Una ley andaluza de muerte digna, necesaria, reclamada y pionera

Las leyes deben atender a las necesidades de la ciudadanía, al desarrollo de la sociedad y a las preocupaciones y anhelos del pueblo; y los gobiernos han de impulsar que se cumplan estas premisas

Hoy, en Andalucía, podemos sentirnos orgullosos de ser pioneros en España en la aprobación de una ley ampliamente reclamada y reivindicada, que afecta a miles de andaluces y andaluzas y que se nos mostraba como una necesidad imperiosa en el avance de la sociedad democrática

La Ley de derechos y garantías de la dignidad de la persona en el proceso de la muerte, conocida como Ley de muerte digna, aprobada por unanimidad por el Parlamento andaluz, es la primera que ordena en España los derechos de los pacientes terminales y las obligaciones de los profesionales que los atienden.

El Estatuto de Autonomía de Andalucía, en su artículo 20 (Testamento Vital y Dignidad ante el proceso de muerte), reconoce, en su punto 1, el derecho de todos los andaluces a declarar la voluntad vital anticipada que deberá respetarse, en los términos que establezca la ley; y en su punto 2, recoge el derecho de todas las personas a recibir un adecuado tratamiento del dolor y cuidados paliativos integrales y a la plena dignidad en el proceso de la muerte. Por lo tanto, el objetivo de esta ley no es otro que hacer cumplir el Estatuto, desarrollarlo y crear un marco legislativo que garantice los derechos de los ciudadanos y ciudadanas a elegir y que su decisión sea tenida en cuenta y a la vez respaldar a los profesionales en las prácticas médicas que se enmarcan en este proceso.

Pero a este necesario desarrollo normativo del Estatuto se une el hecho de que el de la muerte digna es un debate abierto y reclamado por la sociedad.

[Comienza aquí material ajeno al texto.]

PR #1595, opened 2024-01-04
Insert in Bulk

kderme:
# Description

This is an experimental impmenetation of https://github.com/orgs/IntersectMBO/projects/8/views/3?pane=issue&itemId=48804685. The purpose is to benchmark it and evaluate its complexity and correctness.

# Checklist

- [ ] Self-reviewed the diff

# Migrations


cardano-db-sync/src/Cardano/DbSync/Util.hs
```diff
@@ -185,15 +189,30 @@ whenMaybe :: Monad m => Maybe a -> (a -> m b) -> m (Maybe b)
...
+      (b, cs') <- f cs a
+      pure (cs <> cs', b : bs)
+
 third :: (a, b, c) -> c
 third (_, _, c) = c
 
-thrd3 :: (a, b, c, d) -> c
-thrd3 (_, _, c, _) = c
+first3 :: (a, b, c) -> a
+first3 (a, _, _) = a
```
sgillespie, line 204: It looks like this is already provided by [extra](https://hackage.haskell.org/package/extra-1.7.14/docs/Data-Tuple-Extra.html#v:first3), which we already [use](https://github.com/IntersectMBO/cardano-db-sync/blob/master/cardano-db-sync/cardano-db-sync.cabal#L179)

cardano-db-sync/src/Cardano/DbSync/Util.hs
```diff
@@ -185,15 +189,30 @@ whenMaybe :: Monad m => Maybe a -> (a -> m b) -> m (Maybe b)
...
 
 forth4 :: (a, b, c, d) -> d
 forth4 (_, _, _, d) = d
 
+{-# NOINLINE [1] zipWith3 #-}
+zipWith3 :: (a -> b -> c -> d) -> [a]-> [b] -> [c] -> [d]
+zipWith3 z = go
```
sgillespie, line 211: This also looks to be part of Prelude

PR #1598, opened 2024-01-08
Test: Hard Fork (Babbage -> Conway) with parameter update proposal

### LINKED ISSUE #1575: Test HF to Conway
There is currently a HF test, but it uses the hardcoded TestForkAtEpoch config value. This has 2 disadvantages: this option will be eventually dropped and it's not that realistic as it's not the real way that HF will happen on mainnet. We could add a new test that forks using the parameter update proposal and in particular the protocol major field. After an adequate amount of these proposals (I think all genesis bootstrap keys need to provide one), there is a hard fork on the next epochy boundary.

In db, this proposals are depicted in `param_proposal.protocol_major` and after the fork in `epoch_param.protocol_major`

sgillespie:
# Description

Fixes #1575. Adds a new conway test the forces a hard fork with a parameter update proposal. Note that, because the configs changed, I had to regenerate all the fingerprints in Conway and Babbage

# Checklist

- [x] Self-reviewed the diff

# Migrations


Cmdv (approved):
LGTM :shipit: 
One question how come most of the fingerprint files changed, is it because of the changes in the config files?

kderme (approved):
Looks good! 
One thing to notice is that the test start from major version 7 (7 and 8 are both Babbage versions) and jumps directly to 9. I didn't know it was possible, but it's not an issue.
```
testing=# select epoch_no, protocol_major from epoch_param;
 epoch_no | protocol_major 
----------+----------------
        1 |              7
        2 |              9
(2 rows)
```

sgillespie:
> LGTM :shipit: One question how come most of the fingerprint files changed, is it because of the changes in the config files?

Correct!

Según el barómetro sanitario de Andalucía de 2007, realizado por el Instituto de Estudios Sociales Avanzados, la ciudadanía muestra un respaldo masivo a las posiciones más avanzadas en relación con la dignidad de la muerte y el tratamiento del dolor en enfermos terminales. Y es que se calcula en 60.000 los andaluces que necesitan cuidados paliativos actualmente, entre enfermos oncológicos y otras patologías en fase avanzada. Muchos han sido los casos que en los últimos años han salido a la luz y han suscitado la polémica, enfrentando opiniones contrapuestas por parte de diversos sectores sociales en torno a cuál era la actuación correcta desde el punto de vista ético, moral, legal, etc. Difícil olvidar a la granadina Inmaculada Echevarría, que tuvo que acudir a los tribunales para que le desconectaran la ventilación mecánica que la mantenía con vida contra su voluntad desde hacía años. La Ley de muerte digna evitará que se repitan en Andalucía casos tan tristes como éste.

Sus 33 artículos hacen un amplio y minucioso recorrido por todas las necesidades y circunstancias que rodean ese difícil momento de la muerte de los enfermos en fase terminal, con el objetivo último de garantizar una atención adecuada durante el proceso final de la vida, basada en evitar el sufrimiento, y el respeto a la dignidad y a la libre decisión de cada uno. Gracias a esta ley, las andaluzas y los andaluces podrán acceder a cuidados paliativos integrales de alta calidad, en un centro sanitario o en su domicilio, donde podrán fallecer si así lo desean sin menoscabo de la calidad de la atención sanitaria; recibirán información adecuada y comprensible del diagnóstico, pronóstico y tratamientos posibles; podrán participar activamente en la toma de decisiones relativas a su enfermedad o muerte y tendrán la posibilidad de rechazar cualquier tratamiento, aunque ello suponga el acortamiento de su vida. Además, mediante el testamento vital, tendrán la facultad de declarar sus valores y preferencias de tratamiento, y tendrán derecho a rechazar tratamientos de soporte vital cuando su aplicación sólo prolongue la vida biológica sin aumentar las probabilidades de recuperación con un mínimo de calidad de vida. Todos ellos son avances sustanciales que se unen a otros como el derecho del paciente a recibir un tratamiento adecuado del dolor, alivio espiritual y sedación paliativa; a estar acompañados por sus seres queridos durante todo el proceso de atención sanitaria y a la protección de sus datos personales.

La oportunidad de esta ley se demuestra en el hecho de que fue aprobada por unanimidad en el Parlamento andaluz, con el apoyo de los tres grupos de la Cámara (PSOE, PP e IU), una votación sólo perturbada por la petición de los populares de disgregar los artículos 18, 21 y 27 para que se votaran por separado. Se enfrenta así el Partido Popular a sus propias contradicciones, contentando por un lado al sector más radical de su electorado, pero sin dejar de atender al clamor social a favor de esta norma, imposible de desoír hasta para un partido tantas veces tan alejado de la mayoría de la ciudadanía y la realidad en los temas sociales. La no inclusión de la objeción de conciencia de los profesionales sanitarios y la regulación de los comités de ética son los asuntos que recogen estos artículos que rechaza el PP sin tener en cuenta que esta Ley regula buenas prácticas clínicas y derechos indisputables del paciente ante los que no cabe objeción de conciencia alguna.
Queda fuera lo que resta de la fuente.